Telmisartan is as effective and safe as ramipril in patients at high risk for vascular events: Results from the ONTARGET trial
March 31, 2008 By Vijayalakshmi Kunadian MBBS MD MRCP 
ACC 08-Chicago, IL: The ONTARGET study suggests that the angiotensin receptor blocker, telmisartan is effective and safe in patients with vascular disease and high-risk diabetes compared with ramipril.
Dr Salim Yusuf presented the results of the ONTARGET (The ONgoing Telmisartan Alone and in combination with Ramipril Global Endpoint Trial) study which compares ramipril with telmisartan and its combination in high risk individuals without heart failure at the ACC-08 Annual Scientific Sessions in Chicago today. The full length article is simultaneously published in the New England Journal of Medicine.
Previous studies have demonstrated that the angiotensin converting enzyme inhibitors (ACEI) are associated with reduction in mortality, myocardial infarction, cerebrovascular events and heart failure among patients with heart failure, impaired left ventricular function, previous vascular disease alone and among those with high-risk diabetes.
One of the disadvantages of the ACEI is that they are associated with angioedema and cough because of reduced bradykinin degradation which is not commonly observed with angiotensin receptor blockers (ARBs). In addition, the ARBs have been shown to be beneficial among patients with reduced ejection fraction and heart failure who did not tolerate the ACEIs or were already started on one. Combination therapy with ARB and ACEI among patients with heart failure was previously studied in the VALIANT trial and the CHARM-Added trials.
This study was performed to determine the effectiveness of telmisartan (80 mg daily) compared with ramipril (10 mg daily). This study also determined if combination therapy with telmisartan and ramipril was more effective than ramipril alone in reducing the composite outcome of death from cardiovascular causes, myocardial infarction, stroke, or hospitalization for heart failure. This study enrolled a total of 25,620 patients with coronary, peripheral or cerebrovascular disease or diabetes with end-organ damage.
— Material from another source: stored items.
PR #2602, opened 2024-07-01
feat: extend default settings in AsyncVectorStore

minglu7:
This commit introduces a new parameter, custom_settings, to the AsyncVectorStore class. This allows users to provide their own settings that will extend the default settings. This increases the flexibility of the class and allows it to be tailored to specific use cases. The custom settings are applied in the _create_index_if_not_exists method.

### DIFF
--- a/elasticsearch/helpers/vectorstore/_async/vectorstore.py
+++ b/elasticsearch/helpers/vectorstore/_async/vectorstore.py
@@ -60,7 +60,7 @@ class AsyncVectorStore:
         vector_field: str = "vector_field",
         metadata_mappings: Optional[Dict[str, Any]] = None,
         user_agent: str = f"elasticsearch-py-vs/{lib_version}",
-        custom_settings: Optional[Dict[str, Any]] = None,
+        custom_index_settings: Optional[Dict[str, Any]] = None,
     ) -> None:
         """
         :param user_header: user agent header specific to the 3rd party integration.
@@ -73,6 +73,12 @@ class AsyncVectorStore:
             the embedding vector goes in this field.
         :param client: Elasticsearch client connection. Alternatively specify the
             Elasticsearch connection with the other es_* parameters.
+        :param custom_index_settings: A dictionary of custom settings for the index.
+        This can include configurations like the number of shards, number of replicas,
+        analysis settings, and other index-specific settings. If not provided, default
+        settings will be used. Note that if the same setting is provided by both the user
+        and the strategy, the value from the strategy will take precedence. This behavior
+        ensures that the default settings have a higher priority.
         """
         # Add integration-specific usage header for tracking usage in Elastic Cloud.
         # client.options preserves existing (non-user-agent) headers.
@@ -91,7 +97,7 @@ class AsyncVectorStore:
         self.text_field = text_field
         self.vector_field = vector_field
         self.metadata_mappings = metadata_mappings
-        self.custom_settings = custom_settings
+        self.custom_index_settings = custom_index_settings
 
     async def close(self) -> None:
         return await self.client.close()
@@ -308,9 +314,9 @@ class AsyncVectorStore:
             vector_field=self.vector_field,
             num_dimensions=self.num_dimensions,
         )
-        if self.custom_settings:
-            self.custom_settings.update(settings)
-            settings = self.custom_settings
+        if self.custom_index_settings:
+            self.custom_index_settings.update(settings)
+            settings = self.custom_index_settings
 
         if self.metadata_mappings:
             metadata = mappings["properties"].get("metadata", {"properties": {}})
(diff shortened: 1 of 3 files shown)


elasticsearch/helpers/vectorstore/_async/vectorstore.py
```diff
@@ -60,6 +60,7 @@ def __init__(
         vector_field: str = "vector_field",
         metadata_mappings: Optional[Dict[str, Any]] = None,
         user_agent: str = f"elasticsearch-py-vs/{lib_version}",
+        custom_settings: Optional[Dict[str, Any]] = None,
```
miguelgrinberg, line 63:
```suggestion
        custom_index_settings: Optional[Dict[str, Any]] = None,
```

I think it is best to clarify that these are settings for the index.

elasticsearch/helpers/vectorstore/_async/vectorstore.py
```diff
@@ -306,6 +308,10 @@ async def _create_index_if_not_exists(self) -> None:
             vector_field=self.vector_field,
             num_dimensions=self.num_dimensions,
         )
+        if self.custom_settings:
+            self.custom_settings.update(settings)
```
miguelgrinberg, line 312: The way you coded this means that if the same setting is provided by the user and set by the strategy, then the value from the strategy wins. Is this what you intended? To me it seems more reasonable to do the reverse, which would allow the caller to override settings.

Either way, the behavior should be documented in the docstring above.

elasticsearch/helpers/vectorstore/_async/vectorstore.py
minglu7: i see, thx

elasticsearch/helpers/vectorstore/_async/vectorstore.py
minglu7: I believe the settings in the strategy should have a higher priority because I am concerned that users might overlook the default strategy settings, which could lead to unknown errors. Of course, I also respect your possible different opinion, and if you think it's necessary to make other changes, please let me know.

pquentin:
buildkite test this please

pquentin (changes requested):
We're getting there. The two immediate issues;

* There's still a difference between the `async` and `sync` version. Running `nox -rs format` should fix it.
* You need to call `add_texts()` in your tests, as done in the previous test. The index is created only when calling `add_texts()`.

pquentin:
buildkite test this please

minglu7:
> buildkite test this please

it seems that docs/sphinx/conf.py should be reformatted

minglu7:
buildkite test this please

minglu7:
> buildkite test this please

send it again please

elasticsearch/helpers/vectorstore/_async/vectorstore.py
miguelgrinberg: @pquentin do you have an opinion on this?

I'm not sure I like the idea that a custom setting that you pass is silently ignored if the selected strategy uses a different value, first because it is silent so the developer may not realize a setting isn't being applied, and second because it provides to option to override the settings in the strategy.

The ideal solution would be:

- if there is a collision between settings passed by the user and by the strategy, then raise an error
- add another boolean argument that the user can set to `True` to indicate that overriding of strategy settings should be allowed, in which case the error will not be raised and the custom settings from the user take precedence.

pquentin:
buildkite test this please

elasticsearch/helpers/vectorstore/_async/vectorstore.py
pquentin: Yes, I also think that if you specify a setting, it should be used and not silently discarded as done now.

I'm happy to raise an error if there's a collision, but I don't think we should bother with another boolean argument. The strategy settings exist for a reason, and the custom user settings are going to be quite different anyway (number of primary/replicas, etc.). For this reason, we can probably limit collision detection to top-level settings keys for now. And all of this can be reevaluated if we have use case that requires more complexity.

minglu7:
> buildkite test this please
i have changed the files in above suggestions

elasticsearch/helpers/vectorstore/_async/vectorstore.py
miguelgrinberg: @minglu7 Let's go with @pquentin simplified proposal for now.

- If a top-level setting is in both groups of settings, then raise an error
- Else, a merge can be done cleanly so no problem.

In the future, we can re-evaluate if an override option is needed, but for now let's avoid this complication.

minglu7:
> buildkite test this please

check these changed files, please

elasticsearch/helpers/vectorstore/_async/vectorstore.py
minglu7: @miguelgrinberg i have did these changes as you wish, please check them

pquentin:
buildkite test this please

miguelgrinberg:
buildkite test this please

miguelgrinberg (approved):
Looks good. Thank you so much @minglu7 !

PR #2605, opened 2024-07-01
check that unasync'ed files are up to date

miguelgrinberg:
This is adapted from a lint check we've added to the Python DSL client to make sure we never commit unasync'ed files that are stale or missing.


pquentin (approved):
Thanks! LGTM.

PR #2607, opened 2024-07-02
Merge Query Ruleset API into new Query Rules API

pquentin:
As done in https://github.com/elastic/elasticsearch-serverless-python/pull/71.


miguelgrinberg:
Not happy about breaking backwards compatibility as previously discussed, but...

PR #2619, opened 2024-07-31
Remove quotes around typing.Literal

pquentin:
Now that all supported Python versions know about it.


miguelgrinberg (approved):
The CI says this is okay, so I agree ;-)

PR #2621, opened 2024-08-01
Add Connector API

pquentin:
As added in https://github.com/elastic/elasticsearch-py/pull/2531 initially, but reverted in https://github.com/elastic/elasticsearch-py/pull/2553 because it was not ready for 8.14.


miguelgrinberg (approved):
Interestingly, I feel great about allowing this type of change because the request-converter indirectly is going to make sure the client is doing the right thing here.

PR #2636, opened 2024-08-09
Release 8.15.0

miguelgrinberg:


pquentin:
Can you please add https://github.com/elastic/elasticsearch-specification/pull/2622 to the release notes?

miguelgrinberg:
@pquentin added https://github.com/elastic/elasticsearch-specification/pull/2622 to the notes, but as far as I can see there is nothing specific that changed in the client to support semantic text. Does it make sense for spec changes in the areas that are not code generated to be reflected in the client change log? I'm not sure if there's something I'm missing, but I believe the 8.14 client can do semantic text as well as the 8.15 client can, as long as you are talking to an 8.15+ server.

pquentin (approved):
Of course, you're right, it's not needed. I guess we can keep it now it's there, to avoid questions, but it's a bit misleading and can be avoided in the future. Thanks! LGTM.

PR #2641, opened 2024-08-14
Configure mypy to ignore missing imports during build

miguelgrinberg:
The build script runs mypy without the `ignore-missing-imports` flag. This used to be fine, but with the introduction of pyarrow the flag is needed because this library does not have type hints. The mypy build triggered from nox works fine because it already has this option enabled.


pquentin (approved):
Thanks! LGTM. We need to use the configuration file more.

PR #3449, opened 2026-06-05
[Issue# 3448] Fix mutable default arguments in reindex functions

### LINKED ISSUE #3448: Potential AttributeError in scan/async_scan when query is a non-dict Mapping type
**Elasticsearch version:** N/A (client-side issue)

**Python version:** All supported versions

**Description:**

The `scan()` and `async_scan()` functions have a potential bug where they unconditionally call `.copy()` on the query object, which may not support this method if it's a Mapping type that isn't a dict.

**Current code:**

Sync version: https://github.com/elastic/elasticsearch-py/blob/6df97e3c21adffeb33d0a4c64dc784e618d85f41/elasticsearch/helpers/actions.py#L785

Async version: https://github.com/elastic/elasticsearch-py/blob/6df97e3c21adffeb33d0a4c64dc784e618d85f41/elasticsearch/_async/helpers.py#L476

```python
if not preserve_order:
    query = query.copy() if query else {}  # Could fail if query is a Mapping without .copy()
    query["sort"] = "_doc"
```

**Problem:** If a user passes a query that is a collections.abc.Mapping subclass (not a dict) that doesn't implement a .copy() method, this will raise an AttributeError. This exception is NOT caught by the existing try/except block which only catches TypeError. 
**Expected behavior:** The function should handle any Mapping-like object safely, converting it to a dict if necessary before attempting to modify it. 

**Suggested fix:**
```python
if not preserve_order:
    if query:
        if isinstance(query, dict):
            query = query.copy()
        else:
            # Convert to dict for non-dict Mapping types
            query = dict(query)
    else:
        query = {}
    query["sort"] = "_doc"
```

**Steps to reproduce:**
```python
from collections.abc import MutableMapping
from elasticsearch.helpers import scan

class CustomMapping(MutableMapping):
    def __init__(self):
        self.data = {"match_all": {}}
    # ... implement required methods but NOT .copy()

client = Elasticsearch(...)
query = CustomMapping()
# This would raise AttributeError
list(scan(client, index="test", query=query, preserve_order=False))
```

Affected files:
Sync: https://github.com/elastic/elasticsearch-py/blob/6df97e3c21adffeb33d0a4c64dc784e618d85f41/elasticsearch/helpers/actions.py#L785
Async: https://github.com/elastic/elasticsearch-py/blob/6df97e3c21adffeb33d0a4c64dc784e618d85f41/elasticsearch/_async/helpers.py#L476

jubins:
## Summary
Fixes #3448 a classic Python gotcha where mutable default arguments (empty dicts `{}`) were used in the `reindex()` and `async_reindex()` functions. This could cause state to be shared between function calls if the dictionaries are modified.

## Problem
The `reindex()` and `async_reindex()` functions had mutable default arguments:

```python
def reindex(
    ...
    scan_kwargs: MutableMapping[str, Any] = {},  # MUTABLE DEFAULT
    bulk_kwargs: MutableMapping[str, Any] = {},  # MUTABLE DEFAULT
):
```
**Why this is a problem:**
In Python, default arguments are evaluated once at function definition time
The same dict object is reused for all function calls
If the function (or any code it calls) modifies these dicts, the changes persist across function calls
This is a well-known Python anti-pattern that can lead to subtle, hard-to-debug issues

**Example of the bug:**
```python
# First call - modifies the default dict
reindex(client, "src", "target")  # Internally adds something to scan_kwargs
```

```python
# Second call - gets the MODIFIED dict from the first call!
reindex(client, "src2", "target2")  # Unexpected behavior!
```

**Tests Added**
Added two unit tests in test_elasticsearch/test_helpers.py (class TestMutableDefaultArguments):
- `test_reindex_does_not_mutate_default_arguments`: Verifies that calling reindex() multiple times without passing scan_kwargs or bulk_kwargs doesn't cause issues due to shared mutable defaults.
- `test_reindex_scan_kwargs_not_shared_between_calls`: Verifies that each call to reindex() receives separate dict instances, ensuring modifications don't persist across calls.

**Impact**
- Low risk: This is a defensive fix that prevents a potential bug
- No breaking changes: The function signature is backward compatible (callers can still pass dicts)
- Improved reliability: Eliminates the possibility of state leakage between reindex calls

### DIFF
--- a/elasticsearch/_async/helpers.py
+++ b/elasticsearch/_async/helpers.py
@@ -580,8 +580,8 @@ async def async_reindex(
     chunk_size: int = 500,
     scroll: str = "5m",
     op_type: Optional[str] = None,
-    scan_kwargs: MutableMapping[str, Any] = {},
-    bulk_kwargs: MutableMapping[str, Any] = {},
+    scan_kwargs: Optional[MutableMapping[str, Any]] = None,
+    bulk_kwargs: Optional[MutableMapping[str, Any]] = None,
 ) -> Tuple[int, Union[int, List[Any]]]:
     """
     Reindex all documents from one index that satisfy a given query
@@ -616,6 +616,11 @@ async def async_reindex(
     :arg bulk_kwargs: additional kwargs to be passed to
         :func:`~elasticsearch.helpers.async_bulk`
     """
+    if scan_kwargs is None:
+        scan_kwargs = {}
+    if bulk_kwargs is None:
+        bulk_kwargs = {}
+
     target_client = client if target_client is None else target_client
     docs = async_scan(
         client, query=query, index=source_index, scroll=scroll, **scan_kwargs
--- a/elasticsearch/helpers/actions.py
+++ b/elasticsearch/helpers/actions.py
@@ -888,8 +888,8 @@ def reindex(
     chunk_size: int = 500,
     scroll: str = "5m",
     op_type: Optional[str] = None,
-    scan_kwargs: MutableMapping[str, Any] = {},
-    bulk_kwargs: MutableMapping[str, Any] = {},
+    scan_kwargs: Optional[MutableMapping[str, Any]] = None,
+    bulk_kwargs: Optional[MutableMapping[str, Any]] = None,
 ) -> Tuple[int, Union[int, List[Dict[str, Any]]]]:
     """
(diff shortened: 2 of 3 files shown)


miguelgrinberg:
This is extremely low priority. Will look at it when I have time.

Of the total population, 8576 patients received ramipril alone, 8542 patients received telmisartan and 8502 patients received combination therapy. Patients were followed up for 56 months (median value).
In terms of reduction in mean blood pressure, treatment with telmisartan and combination therapy was associated with greater reduction than ramipril alone (0.9/0.6 mmHg greater reduction and 2.4/1.4 mmHg greater reduction respectively). The primary outcome occurred in 16.5% in the ramipril group compared to 16.7% in the telmisartan group and 16.3% in the combination group. Telmisartan was associated with lower rates of cough (1.1% vs. 4.2%, p<0.001) and angioedema (0.1% vs. 0.3%, p=0.01) compared with ramipril. More patients in the telmisartan group experienced hypotensive symptoms compared to the ramipril group (2.6% vs. 1.7%, p<0.001) with no difference in the number of patients who experienced syncopal episodes (0.2% in both groups). More patients in the combination group experienced hypotensive episodes (4.8% vs. 1.7%, p<0.001), syncope (0.3% vs. 0.2%, p=0.03) and renal dysfunction (13.5% vs. 10.2%, p<0.001) compared with the ramipril group.
In an editorial that accompanies the paper, Professor John McMurray from the United Kingdom states that “the ONTARGET study provides an example of a high-quality non-inferiority trial and concludes that the ONTARGET and VALIANT studies show that telmisartan and Valsartan provide a benefit similar to that of a proven ACEI”. It is of note that VALIANT study consisted of patients with acute myocardial infarction who received Valsartan 160 mg twice daily and captopril 50mg three times daily.
Late Breaking Clinical Trials Session: ACC, March 31, 2008 Chicago
- The ONTARGET Investigators. Telmisartan, ramipril, or both in patients at high-risk for vascular events. New England Journal of Medicine. 2008;358:1547-1559.
- McMurray JJ. ACE inhibitors in cardiovascular disease-Unbeatable? New England Journal of Medicine. 2008;358:15.